Some Small Magic Page 25
“Not by my will.” The woman shakes her head slowly. “A comfort, you say. Only one worse than the devil would speak such words.”
(There is a place, the stories say. A special place.)
(Would be a good thing. Would set things right.)
(Better my doom than the boy’s.)
(You don’t know where it is.)
(But I know who does. And it must be soon, else the boy’s soul will fly without me and be cast off.)
Dorothy nods to the ground in front of her.
“I cannot undo this, but I may make amends. You are fond of the boy. I saw you feed and tend to him. Dumb Willie is in danger, but I can save him and what he loves most. You can see to his safety, if you give us what you have.”
The woman stands silent. Dorothy thinks she may not have heard. Finally she speaks. “You take all I have,” she whispers, “and yet you ask for more.”
“Not only will you save Dumb Willie and what he loves, but you may well have a hand in my own ruin.”

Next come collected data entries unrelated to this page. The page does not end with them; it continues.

PR #434, opened 2023-10-05
Spaceapps

andresinho20049:
## Purpose
- run project with docker without difficulties

```
db:
    image: postgis/postgis:10-2.5-alpine
    env_file: .env
    ports:
      - 5433:5432
    restart: on-failure
    volumes:
      - mmgis-db:/var/lib/postgresql/data
      - ./Database:/usr/src/app/Database
      - ./Database/PgSQL_queries/mmgisDB_queries.sql:/docker-entrypoint-initdb.d/mmgisDB_queries.sql
```

The base of this image is the postgres image which has a docker entrypoint to start along with the container.

Bash and SQL scripts;

## Proposed Changes
- [ADD] Docker entrypoint with init DB for started config
- [CHANGE] Run mode for developer
## Testing
- Test Container to integrate and test unit


andresinho20049:
# Pull request 

I'm participating in the space apps challenge and I've been studying a lot about the EMIT challenge.

/change

tariqksoliman:
Hi @andresinho20049 and thanks for the PR!

A couple of things:
- Please PR into the `development` branch. `master` is solely for the latest release.
  - (I agree there should be a contributing guide that says this.)
- Everything in the /Database folder is legacy, unused and probably should be deleted.

Dockerfile
```diff
@@ -1,4 +1,4 @@
-FROM node:16
+FROM node:16.13.2@sha256:7c49a64aba86dd483aa874bc0230c07f282e20741a7c66e426970ecafc149a38 as base
```
tariqksoliman, line 1: We should probably upgrade this to Node v20.7

scripts/server.js
```diff
@@ -717,11 +717,11 @@ setups.getBackendSetups(function (setups) {
...
   // We're only doing this for dev because we're assuming
-  // build will also call this.
-  if (process.env.NODE_ENV === "development") {
-    console.log(chalk.cyan("Updating Tools...\n"));
-    updateTools();
-  }
+  // // build will also call this.
+  // if (process.env.NODE_ENV === "development") {
+  //   console.log(chalk.cyan("Updating Tools...\n"));
+  //   updateTools();
```
tariqksoliman, line 723: This is in fact needed. MMGIS can link into sub-repos of private tools and this `updateTools` functions scans for them and plugs them in.

scripts/server.js
```diff
@@ -730,12 +730,12 @@ setups.getBackendSetups(function (setups) {
...
   // Start listening for requests.
   httpServer.listen(port, (err) => {
-    if (process.env.NODE_ENV === "development") {
+    if (process.env.NODE_ENV === "development") 
       setTimeout(setupDevServer, 2000);
-      app.get("/", ensureUser(), (req, res) => {
-        res.redirect(`http://localhost:${port + 1}`);
-      });
-    } else {
+    //   app.get("/", ensureUser(), (req, res) => {
```
tariqksoliman, line 735: Removing this DEV vs PROD distinction is breaking hot-reloading in DEV (because PROD is solely relying on the /build folder and scripts)

Dockerfile
```diff
@@ -18,11 +18,21 @@ COPY package*.json ./
...
+FROM base as prod
+
 # Bundle app source
 COPY . .
 
 # build
 RUN npm run build
 
 EXPOSE 8888
-CMD [ "npm", "run", "start:prod" ]
```
tariqksoliman, line 28: What's starting the application if this is removed?

docker-compose.yml
```diff
@@ -1,22 +1,31 @@
...
       - ./Missions:/usr/src/app/Missions
+      - ./scripts:/usr/src/app/scripts
+      - ./src:/usr/src/app/src
+
   db:
     image: postgis/postgis:10-2.5-alpine
     env_file: .env
     ports:
-      - 5432:5432
+      - 5433:5432
```
tariqksoliman, line 24: What's the reasoning behind port 5433?

docker-compose.yml
```diff
@@ -1,22 +1,31 @@
...
     restart: on-failure
     volumes:
       - mmgis-db:/var/lib/postgresql/data
+      - ./Database:/usr/src/app/Database
```
tariqksoliman, line 28: Again, the MMGIS ./Database directory is obsolete.

docker-compose.yml
```diff
@@ -1,22 +1,31 @@
...
+      - ./Database/PgSQL_queries/mmgisDB_queries.sql:/docker-entrypoint-initdb.d/mmgisDB_queries.sql
```
tariqksoliman, line 29: Again, the MMGIS ./Database directory is obsolete.

Dockerfile
andresinho20049: OK, noted. I set the version that was in the NVMRC file, I will update.

scripts/server.js
andresinho20049: I offer my sincerest apologies for the error that occurred in my recent upload. My intention was to upload changes to my fork specifically, but by mistake, I uploaded them to the main repository instead. These changes were designed to simplify the process of running the project in development mode on my personal device, as I am not currently part of the NASA team. Regrettably, I also submitted a pull request to the master branch instead of creating a new branch named "spaceapps."

Upon reflection, I now understand that I should have exercised greater caution with respect to the timing of my pull request. I had previously created a new branch and made the necessary alterations in separate commits. However, during the pull request process, I became confused and made an error. I am deeply sorry for any inconvenience or confusion my actions may have caused.

I assure you that this was an unfortunate mistake, and I am committed to ensuring that it will not occur in the future. Once again, I apologize for any inconvenience caused.

scripts/server.js
andresinho20049: This change was not supposed to be in the pull, I modified it to run locally

Dockerfile
andresinho20049: I left the entrypoint call in compose, because in this case I left the environment thought of as a development environment

docker-compose.yml
andresinho20049: I'm sorry, I already had another Postgres database running and that's why I changed it to avoid local conflicts.

docker-compose.yml
andresinho20049: Ok! But it was good because I was able to run EMIT locally and load the prod configurations.

scripts/server.js
tariqksoliman: No worries whatsoever! This is what PRs are for too.

scripts/server.js
tariqksoliman: Could you also detail the steps you've been taking to run this locally? We are interested in simplifying the initial installation and supporting a variety setups. Often we develop simply with `npm start` and only use Docker for final production images if the customer wishes to go that route.

andresinho20049: Within the dockerfile, each time the FROM statement is included, a new layer of the image is created, so I divide the construction of the docker image with multi-stage.

### Normally
   - the bases
   - as builder
   - as develop
   - and final version

The big trick when running in development is to configure the volume, basically building a volume pointing to the src and in the script instead of starting with node, using nodemon for example, in java using Dev tools dependency, then it is possible to run in development.

And in the final version, I only copy the build / out file and only the run time in this image, unlike the dev one, here the intention is to leave just one image with instructions to run the package and as light as possible.

---
My sample of Dockerfile

```
########### Stage BUILD ###########
FROM maven:3.6.3-jdk-8-slim as builder

# Define Workdir
WORKDIR /opt/app
#Copy pom.xml to container
COPY pom.xml ./

RUN mvn dependency:go-offline

COPY ./src ./src
RUN mvn clean
RUN mvn install package

########### Stage RUN ###########
FROM eclipse-temurin:8-jre-alpine@sha256:f6485e494f9927cb6a51e23134b3556c62c32c3df20fc4317f7f493343726977 as runner
SHELL ["/bin/sh", "-c"]

RUN mkdir -p /etc/skel/

RUN echo 'history -c \
/bin/rm -f /opt/remote/.mysql_history \
/bin/rm -f /opt/remote/.history \
/bin/rm -f /opt/remote/.bash_history' >> /etc/skel/.logout

RUN echo 'set autologout = 30 \
set prompt = "$ " \
set history = 0 \
set ignoreeof' >> /etc/skel/.cshrc

RUN cp /etc/skel/.cshrc /etc/skel/.profile

# dumb-init occupies PID 1 and takes care of all the responsibilities.
RUN apk add dumb-init

# Define Workdir
WORKDIR /opt/app

# Add user javauser based minumum privileges
RUN addgroup -S -g 1000 javagroup && \
    adduser -S -s /bin/false -G javagroup -u 999 javauser

RUN echo "javauser:secretPass" | chpasswd

# Copy target from build stage
COPY --from=builder /opt/app/target/AuthService.war ./

RUN chmod 0 /home \
    && chmod 0 /var \
    && chmod 0 /usr \
    && chmod 0 /dev \
    && chmod 0 /mnt \
    && chmod go-rw /etc \
    && chmod 0 /etc/ssl \
    && chmod 0 /etc/skel \
    && chmod a+rwx /usr/bin/dumb-init

RUN chown -R javauser:javagroup /opt/app
USER javauser

ENTRYPOINT ["dumb-init", "java", "-jar", "AuthService.war"] # I will create an entrypoint

```

> In the case of this image presented above, I run it through compose pointing the target to the builder version and I configure a volume in the ./src folder

tariqksoliman:
Hi again and I'm closing this issue because we've since fleshed out our docker-compose.sample.yml and Dockerfile. Any recommendations to them would be much appreciated too. Thanks!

The woman squats down over the first mound. Rises. She says, “They wish to know what you would require of me first.”
“We must get to Raleigh. We arrived by train, but there’s no time to wait for another.”
She bends again, settling her soiled fingers against one grave and then the other. Smiling now.
“They tell me yes,” the woman says. “But only if it is as you say. If it will save the boy and end you.”
-6-
The street is quiet, shaded to the left by pear trees and willows and dogwoods that stand perfectly spaced and well tended, as though they were planted in some long-ago with only a hope of the loveliness they would someday provide. Beyond sits a baseball field. Cars and trucks ring the diamond of dirt; bicycles lean against telephone poles. The sweet smell of grass freshly cut reaches through the rolled-down window. Parents cheer their boys, their girls. Two sets of bleachers behind each dugout gleam in the sinking sun to her right. The fading light is captured by a small forest that mixes shadow and shine, giving the impression of a world blinking in disbelief that it has found Lisa Shifflett here, at this place she vowed never to go.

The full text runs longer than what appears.